**Task instructions:**
Each line with the word "inherits" must appear in the answer, copied from the records.

(Data extracted from a collection)

########

PR #670, opened 2026-05-01
fix: env_clear() — make [agent].env a true whitelist

### LINKED ISSUE #669: Security: agent subprocess inherits all OAB env vars (including DISCORD_BOT_TOKEN)
## Summary

`AcpConnection::spawn()` in `connection.rs` does not call `env_clear()` before spawning the agent subprocess. As a result, the child process **inherits all environment variables from the OAB parent process**, including sensitive credentials like `DISCORD_BOT_TOKEN`, `SLACK_BOT_TOKEN`, etc.

The `[agent].env` config is additive — it adds variables on top of the inherited environment, not a whitelist replacement.

## Impact

A user can ask the agent to run `env` or `echo $DISCORD_BOT_TOKEN` and the agent will return the value. The agent could also be tricked via prompt injection to exfiltrate these credentials through arbitrary outbound requests (e.g. `curl`).

## Reproduction

1. Set `DISCORD_BOT_TOKEN` as an env var for the OAB process
2. Ask the agent: "run `env` and show me the output"
3. The agent returns all OAB env vars including `DISCORD_BOT_TOKEN`

## Fix

Add `cmd.env_clear()` before injecting `[agent].env` values, and explicitly pass only `HOME` and `PATH` as baseline variables:

```rust
cmd.env_clear();
cmd.env("HOME", working_dir);
cmd.env("PATH", std::env::var("PATH").unwrap_or_default());
for (k, v) in env {
    cmd.env(k, expand_env(v));
}
```

This ensures the agent subprocess only sees credentials explicitly listed in `[agent].env`.

chaodu-agent:
## Summary

Fixes #669

Agent subprocess inherited **all** OAB process env vars because `spawn()` never called `env_clear()`. This means `DISCORD_BOT_TOKEN`, `SLACK_BOT_TOKEN`, and other OAB credentials were visible to the agent — a user could ask the agent to `echo $DISCORD_BOT_TOKEN` and get the real value back.

## Before vs After

| | Before | After |
|---|---|---|
| Agent sees OAB credentials (`DISCORD_BOT_TOKEN`, etc.) | ✅ Yes — full inheritance | ❌ No — `env_clear()` |
| Agent sees `[agent].env` values | ✅ Yes | ✅ Yes (whitelist) |
| Agent sees `HOME`, `PATH` | ✅ Yes (inherited) | ✅ Yes (explicit) |
| Agent sees all other host env vars | ✅ Yes — everything leaked | ❌ No |
| Warning when `[agent].env` is set | ❌ No | ✅ Log warning with key names |

## Changes

1. Added `cmd.env_clear()` in `AcpConnection::spawn()` — agent starts with a clean environment
2. Only `HOME` and `PATH` are passed as baseline
3. `[agent].env` becomes a true whitelist — only explicitly listed env vars are passed through
4. Log warning at startup when `[agent].env` is configured, listing the key names being exposed
5. Added security warning in `config.toml.example` advising OAuth login over env var API keys

## Impact per backend

All supported backends use OAuth/file-based auth and work without `[agent].env`:

| Backend | Auth method |
|---------|------------|
| Kiro CLI | `~/.kiro/` credentials |
| Claude Code | `claude login` (OAuth) |
| Codex | `codex login` (OAuth) |
| Gemini CLI | `gemini login` (OAuth) |
| Copilot | `gh auth login` (OAuth) |
| OpenCode | `opencode auth login` |

`[agent].env` remains available for users who need to pass custom env vars, with a startup warning about the exfiltration risk.

## What was tested

- Code review: standard `std::process::Command` API
- Local build not possible (no C linker in this environment) — CI will verify

### DIFF
--- a/Cargo.lock
+++ b/Cargo.lock
@@ -508,15 +508,6 @@ dependencies = [
 ]
 
 [[package]]
-name = "getopts"
-version = "0.2.24"
-source = "registry+https://github.com/rust-lang/crates.io-index"
-checksum = "cfe4fbac503b8d1f88e6676011885f34b7174f46e59956bba534ba83abded4df"
-dependencies = [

########

**Solution:**
### LINKED ISSUE #669: Security: agent subprocess inherits all OAB env vars (including DISCORD_BOT_TOKEN)
`AcpConnection::spawn()` in `connection.rs` does not call `env_clear()` before spawning the agent subprocess. As a result, the child process **inherits all environment variables from the OAB parent process**, including sensitive credentials like `DISCORD_BOT_TOKEN`, `SLACK_BOT_TOKEN`, etc.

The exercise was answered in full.